No era una un momento fácil para legislar.
El pueblo de Madrid se alzó contra el invasor francés justo el día en el cual
Carlos IV abdicó la Corona de España en favor de Napoleón. Se inició así la
Guerra de la Independencia, que, para muchos, no fue una auténtica revolución.

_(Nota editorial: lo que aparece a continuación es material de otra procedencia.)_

PR #33, opened 2018-10-11
Fixed Case Insensitive Example

wizarrc:
The example provided would be allowed because the types are different. Fixed the example by only changing the case of the namespace while keeping the type the same.

### DIFF
--- a/docs/XSPEC01 - Type System Specification.md
+++ b/docs/XSPEC01 - Type System Specification.md
@@ -23,7 +23,7 @@ Except for interfaces, all Xlang types must have public visibility. Xlang interf
 
 Xlang does not support nested types. No Xlang type can enclose another type. No Xlang type can be nested inside another type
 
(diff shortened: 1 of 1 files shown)


docs/XSPEC01 - Type System Specification.md
```diff
@@ -23,7 +23,7 @@ Except for interfaces, all Xlang types must have public visibility. Xlang interf
 
 Xlang does not support nested types. No Xlang type can enclose another type. No Xlang type can be nested inside another type
 
-Xlang namespaces and type names are case preserving but insensitive. This means that you cannot have namespaces or type names that vary only by case. For example: you cannot have Foo.SomeType and foo.AnotherType nor can you have Foo.SomeType and Foo.someType.
```
BenJKuhn: This is a great catch. Can you also add a comment that "Foo.SomeType and foo.AnotherType" can exist and are considered part of the same namespace?

wizarrc: @BenJKuhn I added your suggestion.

Es más, escribiría Antonio Alcalá Galiano en «Índole de la Revolución de España
en 1808» que «… cotejados los sucesos de Francia a fines del siglo próximo
pasado con los de España durante el período llamado de la Guerra de la
Independencia, parecen los segundos chicos y poco dignos del título de
revolución, apropiado solamente a la grandeza de los primeros. Por eso, muchas
personas consideran y declaran impropio modo de expresarse el llamar revolución
a la resistencia hecha por el pueblo español al poder francés, […]. “Nosotros
no estamos en revolución; nos han revuelto”, exclamó en las Cortes de 1810 un
diputado muy opuesto a las reformas emprendidas entonces».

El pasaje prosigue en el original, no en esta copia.